Upon first meeting Studer, Watson had no idea he might wish to involve him in the baseball team, but he soon found himself buying into the consultant’s reasons for bringing Double-A ball to Pensacola.

“When I was growing up, golf was a family experience for me,” Watson recalled. “My dad played, my sister (three-and-a-half years older than Bubba) played and my mom was my caddy. I wasn’t allowed to have video games as a kid; I bought my first game system after I turned pro.

“Wahoos baseball is a family event, too. It’s fun and exciting. It’s like a big kids party. Kids are kids and adults are kids again.”

As half-owner, Watson takes care not to be too intrusive, but he occasionally stops by batting practice at Pensacola’s Bayfront Stadium and pops into the locker room once or twice a season to play some ping-pong with team members.     

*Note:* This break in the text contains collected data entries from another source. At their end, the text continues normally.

PR #301, opened 2013-05-29
Export of multi-survey messages not working.

smn:
Looks like it was never implemented?


hodgestar:
We need a test for the `_export_conversation_messages` code path. I'll add it.

hodgestar:
Odd. There is a test but how was it passing before?

hodgestar:
Oh, I see -- it was testing the `_export_conversation_messages` from `survey` and not `multi_survey`.

hodgestar:
:+1:

PR #293, opened 2013-05-31
Basic implementation for plumbing components

justinvdm:


hodgestar:
I've reviewed the non-test parts and those are looking good. Still need to review the tests. What's the easiest way to run those? Also, quick question about the state of the PR -- is it up to date with the recent model and view changes in `frontend-develop`?

justinvdm:
@hodgestar Thanks for the review! To answer your question, I still need to merge in the recent `frontend-develop` changes (the recently merged in #305 and #306), and change the plumbing components to work with them. Working on that now. Maybe it would be a good idea to take a look at the tests after I make those changes? Let me know what you think.

hodgestar:
@justinvdm Cool. I'll wait for changes to be merged in.

justinvdm:
@hodgestar Just realised I didn't answer your first question. To run the tests, install [phantomjs](http://phantomjs.org/) (its independant to node and npm), then: 

```
npm install -g mocha mocha-phantomjs
```

and lastly:

```
./run-tests-client.sh
```

go/base/static/js/src/components/plumbing/connections.js
```diff
@@ -0,0 +1,101 @@
...
+
+      // Keep a reference the actual jsPlumb connection
+      this.plumbConnection = options.plumbConnection || null;
+    },
+
+    _plumbOptions: function() {
+      return _.defaults({
+        source: this.source.plumbEndpoint,
+        target: this.target.plumbEndpoint
+      }, _(this).result('plumbOptions'));
```
hodgestar, line 47: Is there a reason for not just using `this.plumbOptions` in places like this?

justinvdm, line 47: It allows us to make `this.plumbOptions` a function or an object, which is helpful if the options aren't static. For example, we could draw the jsPlumb endpoint differently based on some attribute on the model by making `plumbOptions` a function.

justinvdm, line 47: Obviously, it wouldn't be of much help using `_.result()` if `plumbOptions` wasn't overrideable when extending `ConnectionView`.

go/base/static/js/src/components/plumbing/diagrams.js
```diff
@@ -0,0 +1,202 @@
...
+    // belongs to.
+    determineCollection: function(source, target) {
+      var collections = this.members.values(),
+          i = collections.length,
+          c;
+
+      while (i--) {
+        c = collections[i];
+        if (c.accepts(source, target)) { return c; }
+      }
```
hodgestar, line 82: Is there a reason not to do `for (collection in this.members.values()) { ... }`? Also wonder if we need to be a bit more careful about what happens if no collection accepts `(source, target)`. Maybe not for now, might be confusing later though?

justinvdm, line 82: `for (collection in this.members.values()) { ... }` would iterate through the index numbers of the array.

Very good point about the lack of handling about no collection accepting `source` and `target`. I've been thinking of what to do in these cases, but not too sure yet. Will definitely make sure to do something about this at some stage.

go/base/static/js/src/components/plumbing/connections.js
hodgestar, line 47: Cool.

go/base/static/js/src/components/plumbing/diagrams.js
hodgestar, line 82: Oh, yes, I keep forgetting Javascript is nuts. :)

I think we can leave the handling of no collections accepting `source` and `target` and land this PR -- maybe just file a ticket so we don't forget.

go/base/static/js/src/components/plumbing/diagrams.js
```diff
@@ -0,0 +1,207 @@
...
+      // and view since they no longer exists.
+      if (!this.has(connectionId)) { return; }
+
+      // Case 2:
+      // -------
+      // The connection was removed in the UI, so the model and view still
+      // exist. We need to remove them.
+      var source = this.diagram.endpoints.get(sourceId),
+          target = this.diagram.endpoints.get(targetId),
+          collection = this.determineCollection(source, target);
```
hodgestar: I think it would be better to determine the collection from `this.get(connectId)` if we can (since presumably the `connectionId` exists in a collection somewhere)?

hodgestar:
Other than avoiding the potential `null`-collection case in `onPlumbDisconnect` and adding tests for the `null` cases in the two `onPlumb` methods, I think we're good to go. :)

go/base/static/js/src/components/plumbing/diagrams.js
justinvdm, line 82: Good idea, will do :)

go/base/static/js/src/components/plumbing/diagrams.js
justinvdm: Very good point. We shouldn't need to use `determineCollection` here. The connections keep track of their collection, so I'll do that for now. I think in future I'll give `LookupGroup` a way of returning the collection that an existing view belongs to.

hodgestar:
:+1:

PR #305, opened 2013-05-31
Change state machine models to have connections defined explicitly

justinvdm:


hodgestar:
Changes look good. I'm a bit surprised that they didn't require changes in the JS tests you were showing me earlier though?

justinvdm:
@hodgestar Ah, those are part of the plumbing PR. The state machine models were landed in a different PR earlier in the week (I should have probably shown you that PR, sorry).

hodgestar:
In that case :+1: on this -- updated tests can land with the plumbing PR.

PR #306, opened 2013-05-31
Refactor subview structures out of plumbing components

justinvdm:
`SubviewCollection` and `SubviewCollectionGroup` can be created as generic reuseable structures, out of refactored pieces of the plumbing components. As a side effect, this will take away some of the current bloat in the plumbing components.


hodgestar:
:+1:

PR #302, opened 2013-06-01
User Accounts

peterp:
Modals required:
1. Personal details
2. Change password
3. Permissions

### DIFF
--- a/go/account/views.py
+++ b/go/account/views.py
@@ -14,10 +14,6 @@ from go.base.django_token_manager import DjangoTokenManager
 from django.contrib.auth.forms import PasswordChangeForm
 
 
-def index(request):
-    return HttpResponse("I stole this page")
-
-
 @login_required
 def details(request):
     profile = request.user.get_profile()
--- a/go/account/views.py
+++ b/go/account/views.py
@@ -12,6 +12,8 @@ from go.account.forms import EmailForm, AccountForm
 from go.account.tasks import update_account_details
 from go.base.django_token_manager import DjangoTokenManager
 
+from django.contrib.auth.forms import PasswordChangeForm
+
 
 def index(request):
     return HttpResponse("I stole this page")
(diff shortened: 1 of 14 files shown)


go/account/views.py
```diff
@@ -1,19 +1,25 @@
...
 
 from go.account.forms import EmailForm, AccountForm
 from go.account.tasks import update_account_details
 from go.base.django_token_manager import DjangoTokenManager
 
+from django.contrib.auth.forms import PasswordChangeForm
+
 
-@login_required
 def index(request):
```
justinvdm: Do we still use `index` anywhere?

go/urls.py
```diff
@@ -19,11 +16,7 @@ def health(request):
 
     # django-regisration auth, override some views so we can specify
     # our own custom forms to use.
```
justinvdm: Is this comment still relevant?

go/account/views.py
peterp: I don't think so, I'll remove it.

go/urls.py
peterp: Nope. Removed.

go/templates/registration/login.html
```diff
@@ -2,7 +2,7 @@
 {% load url from future %}
 
 {% block auth_form %}
-<form action="{% url 'auth_login' %}" method="post">
+<form action="" method="post">
```
justinvdm, line 5: This is probably me not understanding django or `django.contrib.auth` properly, but why are we removing `{% url 'auth_login' %}`?

peterp, line 5: `action=""` submits the form to the same url, and in this instance the post and get actions of this form are at the same endpoint. So, they're essentially the same thing.

justinvdm, line 5: Ah, ok cool.

justinvdm:
:+1:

Studer introduced Watson to his vision for the children’s hospital, first at a Wahoos game and subsequently at his home. Those conversations got Watson to thinking and led to prayerful consideration and conversation at the Watson house.

“The Lord has given us an amazing platform with which to be helpful, and we want to see this dream of a children’s hospital come true,” said Angie.

She said that, in her experience at Sacred Heart, nurses, doctors and staff have always been very much attuned to what families need and want.

“When we picked up (our adopted daughter) Dakota, we were at the hospital for four days, and we enjoyed a sense of relationship with hospital personnel at every level. We felt like we were very much involved in everything that was going forward.”

Angie said that the children’s hospital undoubtedly will have a regional impact.

“It’s not a stretch to say that people from a large radius will come to Sacred Heart for services and many of them will fall in love with Pensacola while they’re here. As a parent of two children (the Watsons also have an adopted son, Caleb), I know that health care, along with schools, is one of the things you think about when you decide where to raise a family. Having one of the best children’s hospitals in the country here will be a big factor for people.”

To Bubba, supporting the hospital feels like acing a par 3.

“I am far from perfect,” he said. “I make a lot of mistakes, as a parent, as a husband, and especially on the golf course — I make a lot of bogeys. The goal for me is always to get better. I benefitted from a community that supported junior golf and enabled me to make progress toward living my dream. Now, it’s good to be able to give back.”